Objective: To equip students with the skills to perform more sophisticated statistical tests within their Exploratory Data Analysis (EDA) workflow using the ggstatsplot package, create interactive visualizations, and publish RPubs using the Breast Cancer Wisconsin dataset.
Prerequisites: Students have a basic understanding of:
Exploratory Data Analysis (EDA) concepts.
Base R for data manipulation and visualization.
Initial exposure to ggplot2 for creating static plots.

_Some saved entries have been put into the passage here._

PR #111, opened 2020-10-28
Fix two issues in PollPreview

jgibbon:
- The new emoji basePath workaround also works for TextSwitch content.
 - Checking which context menu entries get added for the poll preview didn't quite work nicely "OnCompleted".


Wunderfitz:
Thx!

PR #114, opened 2020-10-30
Reduce ChatPage.qml jit compile time

jgibbon:
First of all: Take all measurements I mention with a grain of salt – all of them are rough and not necessarily measured more than a few times. All times were measured on an Xperia X run via SDK.

Visiting a chat page can take a long time, especially before the qml is cached by the engine.
When opening it for the first time after application launch, it sometimes takes >1000ms from onClicked (OverviewPage) to Component.OnCompleted (Chatpage).
Subsequent activations take roughly 470-480ms.

With these changes, I was able to reduce these times to ~450ms for the first, ~100ms for subsequent activations of the ChatPage on my test device.

There are some run-time optimizations possible (some of which I possibly created with this), I did not focus on those at all.

Things changed:
- The components for displaying extra content to a message are (mostly) gone and replaced by a single Loader. This Loader does not use sourceComponent to trade the initial compilation boost for a neglegible bit of runtime penalty.
- Connections were consolidated
- I was surprised how costly the inclusion of the RemorseItem was (compiling ~75ms, initializing up to ~20ms for every delegate). So I traded a bit for a compromise. deleteMessageRemorseItem is now defined on the appWindow level, where it gets a bit mitigated by the animations at application start. Also, only one deletion at a time is now possible. We can easily revert this change, but I thought it worthwhile despite its drawbacks.
- profileThumbnailComponent is now defined directly as sourceComponent, removing the need for its id. Probably didn't do anything.
- InReplyToRow had width: parent.width, so I removed horizontalCenter. Also probably didn't change compilation time at all.
- Another compromise I was willing to take – your opinion may differ: The PickerPages took ages (~200ms) to just parse/compile inside those Components, so I replaced them with the "string notation" of pageStack.push. Drawback: The first time a picker gets activated, you'll see how slow it is. Subsequent activations aren't that bad – also for the other pickers.

### DIFF
--- a/qml/components/AudioPreview.qml
+++ b/qml/components/AudioPreview.qml
@@ -24,15 +24,18 @@ import "../js/functions.js" as Functions
 Item {
     id: audioMessageComponent
 
-    property variant audioData;
+    property ListItem messageListItem
+    property variant rawMessage: messageListItem.myMessage
+
+    property variant audioData: ( rawMessage.content['@type'] === "messageVoiceNote" ) ?  rawMessage.content.voice_note : ( ( rawMessage.content['@type'] === "messageAudio" ) ? rawMessage.content.audio : "");
     property string audioUrl;
     property int previewFileId;
     property int audioFileId;
-    property bool onScreen;
+    property bool onScreen: messageListItem.page.status === PageStatus.Active
     property string audioType : "voiceNote";
 
     width: parent.width
-    height: parent.height
+    height: width / 2
 
     function getTimeString(rawSeconds) {
         var minutes = Math.floor( rawSeconds / 60 );
--- a/qml/components/DocumentPreview.qml
+++ b/qml/components/DocumentPreview.qml
@@ -26,7 +26,10 @@ Item {
     width: parent.width
     height: Theme.itemSizeLarge
 
-    property variant documentData;
+    property ListItem messageListItem
+    property variant rawMessage: messageListItem.myMessage
+
+    property variant documentData: rawMessage.content.document
     property bool openRequested: false;
 
     Component.onCompleted: {
--- a/qml/components/ImagePreview.qml
+++ b/qml/components/ImagePreview.qml
@@ -24,8 +24,13 @@ Item {
 
     id: imagePreviewItem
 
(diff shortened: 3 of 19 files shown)


Wunderfitz:
Thanks a lot, just tried it on my test device and the improvement is really impressive. The only downside is that the precalculated height of the lazy-loaded components is gone - that leads to jumping in the list during scrolling. I'd like to avoid that... Are the dedicated loaders really that heavy? Maybe the lazy loading of the remorse item and of the pickers also already do a good job. I'll probably experiment tomorrow myself a bit.

monich:
Consider using [`Remorse.itemAction`](https://sailfishos.org/develop/docs/silica/qml-sailfishsilica-sailfish-silica-remorse.html/#itemAction-method) and [`Remorse.popupAction`](https://sailfishos.org/develop/docs/silica/qml-sailfishsilica-sailfish-silica-remorse.html/#popupAction-method) - those create remorse components on demand. And in general, use Components (rather than live instances) for heavy things whenever API permits it - that postpones instantiation of the actual component until it's actually needed.

jgibbon:
@Wunderfitz as discussed privately, I may just add the different height presets to the one Loader. The loaders weren't the problem, as such, btw. It was the components.

@monich Nice, I'll look into it.
Yeah, in this case even the components added up to a lot of qml compiling time. 

I can't say if I get the chance to work on this tonight but I'll certainly revisit both aspects mentioned above. :)

jgibbon:
I have re-introduced the height preset(s) and used Remorse.itemAction, thanks again for those suggestions!

Funnily enough I've got a feeling that we now could get away with either setting the delegateComponentLoadingTimer.interval really tiny or even removing that Timer alltogether.

We'll still need a onHeightChanged-solution for extra content with variable/changing height at some point, but that's a topic we already discussed in another issue and largely unconnected to this one.

cheers

Wunderfitz:
Thank you very much. Seems to work with the latest changes and the small adjustments for the pickers... ;) Let's merge it!

jgibbon:
Oh, must have missed that, sorry.

PR #115, opened 2020-10-31
Update harbour-fernschreiber-it.ts

iamnomeutente:
I don't know why I have a problem with the ellipsis and why also the commit of 27th October appears here. Sorry, I hope this is OK anyway.


Wunderfitz:
Grazie!

PR #116, opened 2020-10-31
Copy messages to clipboard

### LINKED ISSUE #15: copy & paste from chat
Please enable to extract parts of chats (like URLs) by copy n paste!

chstem:
This PR adds an item to the message context menu allowing to copy the whole message to the clipboard.
This partially resolves #15

### DIFF
--- a/qml/pages/ChatPage.qml
+++ b/qml/pages/ChatPage.qml
@@ -557,6 +557,12 @@ Page {
                             }
                             MenuItem {
                                 onClicked: {
+                                    Clipboard.text = messageText.text
+                                }
+                                text: qsTr("Copy Message to Clipboard")
+                            }
+                            MenuItem {
+                                onClicked: {
                                     deleteMessageRemorseItem.execute(messageListItem, qsTr("Deleting message"), function() { tdLibWrapper.deleteMessages(chatInformation.id, [ display.id ]); } );
                                 }
                                 text: qsTr("Delete Message")
--- a/translations/harbour-fernschreiber-de.ts
+++ b/translations/harbour-fernschreiber-de.ts
@@ -278,6 +278,10 @@
         <translation>Nachricht bearbeiten</translation>
     </message>
     <message>
+        <source>Copy Message to Clipboard</source>
+        <translation>Nachricht in die Zwischenablage kopieren</translation>
+    </message>
+    <message>
         <source>edited</source>
         <translation>bearbeitet</translation>
     </message>


jgibbon:
Wow, didn't know it was so easy. I should remove my workaround elsewhere soon.

jgibbon:
There is one small issue, though:
When copying `messageText.text`, you'll not necessarily get the thing you want. It may be empty or it may contain html-markup (for example emojis) specific to Fernschreiber.

Perhaps you could make use of `Functions.getMessageText(display, true, messageListItem.isOwnMessage)` (note the `true`,  to basically return the short preview text for the overview page).
But keep in mind that some of that output would only make sense if you prepended `!messageListItem.isOwnMessage ? Functions.getUserName(messageListItem.userInformation : qsTr("You")` to the copied text.

But it's a really great start and I'd guess @Wunderfitz will merge it with pleasure after this small issue is adressed. Thank you!

cheers!

chstem:
Thanks for the feedback. I have two questions about that:

1. You are vaguely describing some special cases. Could you give more specific examples?
1. You suggested to use `simple=true`. Why would someone want to copy the short preview only? I think this should be `simple=false`.

jgibbon:
I didn't describe my thoughts clearly and my answer was a bit confusing because I rushed it a bit, sorry for that. 
Both answers to you questions lie inside the [`getMessageText`](https://github.com/Wunderfitz/harbour-fernschreiber/blob/72315312d6370b7d1e4179db13439fa827a70fda/qml/js/functions.js#L26) function. 
1. There you can find several examples like sent a picture/sent a video/sent an animation/… – many of those are only returned if the "special content" has no caption/title/file name.
2. I overly simplified my description to be not quite correct in the end: The "short preview text" as I called it does not necessarily mean it's shortened at all. Simple in this case just means "not the output for the chat page", where it actually often just is an empty string.

cheers!

chstem:
Ah, I see. Thanks for the clarification.

For a text message this would remove all the formatting text, which may or may not be desired by the user. But I think no formatting would be the better choice.

I am not sure what the expected behavior for non text messages would be. For example for images, currently the caption is copied, which is not really useful. Question: Is there a use case for copying image messages (or other types) to the clipboard? Maybe we just show the clipboard option for text messages only, and extend to other types as required.

Wunderfitz:
Thanks for the PR - should have done that earlier as it's really not that hard. However, I'd like to avoid using `messageText.text` as it's HTML markup (img tags for emojis, links, HTML tags for < > etc.). You've had the discussion already. As there is anyway a conflict that needs to be resolved, I'll correct that and merge afterwards.

PR #117, opened 2020-10-31
Move chatTypeFromString from ChatListModel to TDLibWrapper

monich:
So that it can be used elsewhere (e.g. from NotificationManager).


monich:
And I have an update for https://github.com/Wunderfitz/harbour-fernschreiber/pull/109 which depends on this one

Wunderfitz:
Sure, let's merge it!

PR #118, opened 2020-10-31
Remove clipboard workaround

jgibbon:
Turns out, I somehow forgot about the Clipboard type while implementing the info page. 
Thanks @chstem


Wunderfitz:
:)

Basic statistical test concepts.
Familiarity with R Markdown.
Students will perform an EDA. For statistical tests using ggstatsplot and create interactive visualizations with plotly, they will use the Breast Cancer Wisconsin dataset. The entire analysis will be documented in an R Markdown document and published on RPubs.
Steps:
library(ggplot2)
library(plotly)
##
## Attaching package: 'plotly'
## The following object is masked from 'package:ggplot2':
##
## last_plot
## The following object is masked from 'package:stats':
##
## filter
## The following object is masked from 'package:graphics':
##
## layout
# Load the iris dataset
data(iris)
# Create a ggplot2 scatter plot with tooltip information
p_iris <- ggplot(iris, aes(x = Sepal.Length, y = Sepal.Width, color = Species,
text = paste("Sepal Length: ", Sepal.Length, "<br>",
"Sepal Width: ", Sepal.Width, "<br>",
"Petal Length: ", Petal.Length, "<br>",
"Petal Width: ", Petal.Width))) +
geom_point() +
labs(title = "Iris Flower Sepal Dimensions",
x = "Sepal Length (cm)",
y = "Sepal Width (cm)",
color = "Species") +
theme_minimal()
# Convert the ggplot2 object to an interactive plotly object, specifying the tooltip
fig_iris <- ggplotly(p_iris, tooltip = "text") %>%
layout(modebar = list(visible = FALSE))
# Display the interactive plot
fig_iris
Assessment Criteria:
Use of ggstatsplot: Correct application of ggstatsplot for statistical tests on the Breast Cancer Wisconsin dataset.
Interpretation of Results: Accurate interpretation of statistical test results.
Creation of Interactive Plot: Successful creation of an interactive plotly plot from a ggplot2 objects as part of your EDA, with tooltips and no modebar.
Reproducibility: Well-structured and reproducible R Markdown document.
Clarity and Communication: Clear explanations, appropriate visualizations, and logical flow.
RPubs Publication: Successful publication of the report on RPubs.